The word "because" marks the lines to keep; find each one in the data and copy it.

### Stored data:
• • • • • • •

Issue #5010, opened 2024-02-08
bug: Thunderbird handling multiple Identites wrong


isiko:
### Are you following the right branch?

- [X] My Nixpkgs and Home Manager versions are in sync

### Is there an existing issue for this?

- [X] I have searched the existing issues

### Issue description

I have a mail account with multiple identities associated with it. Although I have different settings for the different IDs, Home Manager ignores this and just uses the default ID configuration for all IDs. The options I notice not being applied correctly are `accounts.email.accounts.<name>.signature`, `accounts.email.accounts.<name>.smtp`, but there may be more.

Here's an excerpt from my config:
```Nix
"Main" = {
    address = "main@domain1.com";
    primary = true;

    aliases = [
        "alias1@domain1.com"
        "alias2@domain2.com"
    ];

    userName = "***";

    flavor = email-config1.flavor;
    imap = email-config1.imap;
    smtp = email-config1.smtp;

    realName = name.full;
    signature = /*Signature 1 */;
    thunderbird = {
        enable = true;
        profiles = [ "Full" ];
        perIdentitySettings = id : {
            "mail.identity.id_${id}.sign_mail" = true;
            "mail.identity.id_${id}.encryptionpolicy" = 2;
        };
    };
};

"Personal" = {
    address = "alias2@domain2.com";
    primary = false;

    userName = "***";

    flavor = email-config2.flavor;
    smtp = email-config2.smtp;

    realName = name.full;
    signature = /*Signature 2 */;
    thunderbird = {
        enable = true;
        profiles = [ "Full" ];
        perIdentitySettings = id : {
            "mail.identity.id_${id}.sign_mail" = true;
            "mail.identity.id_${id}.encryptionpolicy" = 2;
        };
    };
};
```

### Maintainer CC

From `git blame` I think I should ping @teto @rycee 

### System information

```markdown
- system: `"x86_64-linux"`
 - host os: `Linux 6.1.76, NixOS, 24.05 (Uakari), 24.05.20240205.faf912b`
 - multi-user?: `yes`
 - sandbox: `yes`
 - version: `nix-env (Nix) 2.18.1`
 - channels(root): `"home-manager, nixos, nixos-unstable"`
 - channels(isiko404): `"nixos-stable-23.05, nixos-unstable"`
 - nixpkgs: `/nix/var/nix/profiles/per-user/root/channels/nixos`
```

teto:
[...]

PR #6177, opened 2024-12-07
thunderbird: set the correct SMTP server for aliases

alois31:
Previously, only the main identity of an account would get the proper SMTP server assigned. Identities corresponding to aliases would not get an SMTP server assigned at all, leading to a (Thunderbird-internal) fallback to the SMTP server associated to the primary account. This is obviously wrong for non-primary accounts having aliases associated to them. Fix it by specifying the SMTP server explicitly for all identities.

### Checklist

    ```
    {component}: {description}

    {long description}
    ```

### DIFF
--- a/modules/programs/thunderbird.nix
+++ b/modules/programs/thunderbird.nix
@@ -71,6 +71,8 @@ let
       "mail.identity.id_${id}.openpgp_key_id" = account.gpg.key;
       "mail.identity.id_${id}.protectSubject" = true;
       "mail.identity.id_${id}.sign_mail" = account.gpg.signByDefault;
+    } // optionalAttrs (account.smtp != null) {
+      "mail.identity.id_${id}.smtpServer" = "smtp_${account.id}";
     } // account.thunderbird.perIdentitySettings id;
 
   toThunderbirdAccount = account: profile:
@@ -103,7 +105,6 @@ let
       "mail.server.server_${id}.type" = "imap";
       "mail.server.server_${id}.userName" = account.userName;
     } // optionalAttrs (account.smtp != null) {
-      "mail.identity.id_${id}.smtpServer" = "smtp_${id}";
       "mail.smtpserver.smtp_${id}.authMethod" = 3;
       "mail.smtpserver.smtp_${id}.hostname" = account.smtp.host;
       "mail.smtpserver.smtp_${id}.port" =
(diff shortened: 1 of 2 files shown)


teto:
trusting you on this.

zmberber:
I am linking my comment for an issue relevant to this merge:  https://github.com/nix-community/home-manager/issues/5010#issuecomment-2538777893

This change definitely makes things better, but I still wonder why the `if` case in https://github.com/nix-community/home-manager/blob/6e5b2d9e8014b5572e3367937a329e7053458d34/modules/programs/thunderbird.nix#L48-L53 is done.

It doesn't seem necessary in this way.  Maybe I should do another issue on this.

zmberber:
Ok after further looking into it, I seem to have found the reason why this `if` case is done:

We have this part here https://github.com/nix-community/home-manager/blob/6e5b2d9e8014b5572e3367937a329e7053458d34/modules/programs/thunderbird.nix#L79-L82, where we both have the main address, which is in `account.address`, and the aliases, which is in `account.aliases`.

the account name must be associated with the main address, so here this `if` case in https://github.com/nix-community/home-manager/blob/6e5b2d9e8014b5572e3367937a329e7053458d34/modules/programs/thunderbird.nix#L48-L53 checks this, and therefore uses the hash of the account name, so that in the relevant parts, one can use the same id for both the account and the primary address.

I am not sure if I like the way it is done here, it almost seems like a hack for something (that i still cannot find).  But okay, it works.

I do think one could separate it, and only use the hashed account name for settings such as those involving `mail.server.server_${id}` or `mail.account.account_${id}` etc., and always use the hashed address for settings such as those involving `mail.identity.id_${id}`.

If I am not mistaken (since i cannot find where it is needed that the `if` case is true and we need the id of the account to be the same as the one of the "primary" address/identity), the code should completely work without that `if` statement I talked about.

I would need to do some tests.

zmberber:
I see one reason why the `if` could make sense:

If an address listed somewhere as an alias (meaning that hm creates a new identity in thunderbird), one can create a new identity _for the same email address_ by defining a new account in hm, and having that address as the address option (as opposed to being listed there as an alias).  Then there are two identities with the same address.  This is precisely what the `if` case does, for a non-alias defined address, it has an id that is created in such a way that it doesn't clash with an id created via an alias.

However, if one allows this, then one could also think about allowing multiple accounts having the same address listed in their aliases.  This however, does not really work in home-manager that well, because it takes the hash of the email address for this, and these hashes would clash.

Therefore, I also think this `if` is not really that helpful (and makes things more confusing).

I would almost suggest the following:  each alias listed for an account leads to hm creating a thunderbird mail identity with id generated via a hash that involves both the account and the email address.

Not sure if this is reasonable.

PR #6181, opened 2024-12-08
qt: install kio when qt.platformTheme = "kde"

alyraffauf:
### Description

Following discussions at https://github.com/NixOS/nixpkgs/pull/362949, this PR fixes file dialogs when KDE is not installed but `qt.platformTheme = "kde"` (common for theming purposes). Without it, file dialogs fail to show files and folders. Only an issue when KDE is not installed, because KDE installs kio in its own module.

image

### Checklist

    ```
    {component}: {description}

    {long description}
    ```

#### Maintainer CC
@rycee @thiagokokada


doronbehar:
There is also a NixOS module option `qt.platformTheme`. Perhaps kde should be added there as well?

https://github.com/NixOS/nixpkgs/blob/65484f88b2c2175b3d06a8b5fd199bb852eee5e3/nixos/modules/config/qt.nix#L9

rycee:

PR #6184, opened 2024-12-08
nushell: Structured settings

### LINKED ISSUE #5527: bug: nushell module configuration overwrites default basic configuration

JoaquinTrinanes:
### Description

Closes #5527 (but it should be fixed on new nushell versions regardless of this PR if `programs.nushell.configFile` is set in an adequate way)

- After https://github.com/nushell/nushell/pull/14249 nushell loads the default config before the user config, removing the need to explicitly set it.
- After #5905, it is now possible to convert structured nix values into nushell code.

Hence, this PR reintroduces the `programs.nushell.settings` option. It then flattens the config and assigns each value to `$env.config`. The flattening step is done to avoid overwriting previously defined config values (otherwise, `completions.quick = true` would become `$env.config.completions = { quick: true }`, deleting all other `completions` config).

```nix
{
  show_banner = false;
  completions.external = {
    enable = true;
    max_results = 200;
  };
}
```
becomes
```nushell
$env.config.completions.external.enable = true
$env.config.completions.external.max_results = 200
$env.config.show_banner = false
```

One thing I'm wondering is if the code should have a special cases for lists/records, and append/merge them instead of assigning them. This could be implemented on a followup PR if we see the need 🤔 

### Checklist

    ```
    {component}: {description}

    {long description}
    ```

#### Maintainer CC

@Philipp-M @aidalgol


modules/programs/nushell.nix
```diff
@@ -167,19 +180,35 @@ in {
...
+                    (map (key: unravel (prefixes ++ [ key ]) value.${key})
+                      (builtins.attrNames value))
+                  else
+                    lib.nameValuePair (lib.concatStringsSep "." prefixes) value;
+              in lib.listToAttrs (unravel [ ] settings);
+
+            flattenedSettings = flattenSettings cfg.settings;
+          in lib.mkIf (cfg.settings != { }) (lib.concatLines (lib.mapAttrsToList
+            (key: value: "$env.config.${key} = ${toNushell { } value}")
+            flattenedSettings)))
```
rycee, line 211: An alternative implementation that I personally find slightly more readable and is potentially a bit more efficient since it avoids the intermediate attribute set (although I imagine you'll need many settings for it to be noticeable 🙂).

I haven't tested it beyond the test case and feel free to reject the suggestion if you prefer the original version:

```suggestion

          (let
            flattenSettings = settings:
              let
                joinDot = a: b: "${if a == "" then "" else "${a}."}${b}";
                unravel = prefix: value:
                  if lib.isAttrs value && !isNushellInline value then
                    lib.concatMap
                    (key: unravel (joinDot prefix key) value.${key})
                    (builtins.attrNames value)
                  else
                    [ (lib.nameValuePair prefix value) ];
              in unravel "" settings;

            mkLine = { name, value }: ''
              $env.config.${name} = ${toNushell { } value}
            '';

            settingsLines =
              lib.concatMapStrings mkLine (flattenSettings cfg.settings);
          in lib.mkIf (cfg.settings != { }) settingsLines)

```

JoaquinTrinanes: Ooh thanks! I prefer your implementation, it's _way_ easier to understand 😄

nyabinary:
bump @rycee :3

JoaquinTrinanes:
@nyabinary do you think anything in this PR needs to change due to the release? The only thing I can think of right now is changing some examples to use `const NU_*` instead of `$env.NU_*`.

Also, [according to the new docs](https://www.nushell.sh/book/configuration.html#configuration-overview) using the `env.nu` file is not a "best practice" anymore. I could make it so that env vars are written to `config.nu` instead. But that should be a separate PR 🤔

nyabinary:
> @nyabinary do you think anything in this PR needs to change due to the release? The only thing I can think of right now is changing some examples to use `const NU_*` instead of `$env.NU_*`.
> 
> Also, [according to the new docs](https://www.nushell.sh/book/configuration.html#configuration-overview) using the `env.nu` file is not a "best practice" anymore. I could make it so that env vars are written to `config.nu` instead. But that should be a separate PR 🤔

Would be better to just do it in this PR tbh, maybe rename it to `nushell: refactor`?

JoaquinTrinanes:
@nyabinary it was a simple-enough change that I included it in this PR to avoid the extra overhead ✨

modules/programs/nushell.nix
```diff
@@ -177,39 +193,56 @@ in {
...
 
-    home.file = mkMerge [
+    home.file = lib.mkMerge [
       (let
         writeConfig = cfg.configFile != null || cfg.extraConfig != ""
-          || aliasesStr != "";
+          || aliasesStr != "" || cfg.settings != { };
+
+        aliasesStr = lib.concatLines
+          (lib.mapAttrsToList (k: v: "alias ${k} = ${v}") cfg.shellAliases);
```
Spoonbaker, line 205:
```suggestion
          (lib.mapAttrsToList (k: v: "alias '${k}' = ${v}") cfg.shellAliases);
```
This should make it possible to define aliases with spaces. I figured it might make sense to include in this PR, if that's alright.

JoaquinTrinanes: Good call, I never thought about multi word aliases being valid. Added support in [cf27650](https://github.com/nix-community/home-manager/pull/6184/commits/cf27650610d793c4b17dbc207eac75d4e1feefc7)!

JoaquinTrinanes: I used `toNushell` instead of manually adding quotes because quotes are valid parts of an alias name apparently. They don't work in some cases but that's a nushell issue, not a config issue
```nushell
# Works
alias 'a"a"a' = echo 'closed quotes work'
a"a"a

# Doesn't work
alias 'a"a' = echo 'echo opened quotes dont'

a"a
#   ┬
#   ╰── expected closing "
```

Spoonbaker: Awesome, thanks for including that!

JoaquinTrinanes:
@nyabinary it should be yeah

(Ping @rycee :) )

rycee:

• • • • • • •

### Written answer:
However, if one allows this, then one could also think about allowing multiple accounts having the same address listed in their aliases.  This however, does not really work in home-manager that well, because it takes the hash of the email address for this, and these hashes would clash.
Following discussions at https://github.com/NixOS/nixpkgs/pull/362949, this PR fixes file dialogs when KDE is not installed but `qt.platformTheme = "kde"` (common for theming purposes). Without it, file dialogs fail to show files and folders. Only an issue when KDE is not installed, because KDE installs kio in its own module.
JoaquinTrinanes: I used `toNushell` instead of manually adding quotes because quotes are valid parts of an alias name apparently. They don't work in some cases but that's a nushell issue, not a config issue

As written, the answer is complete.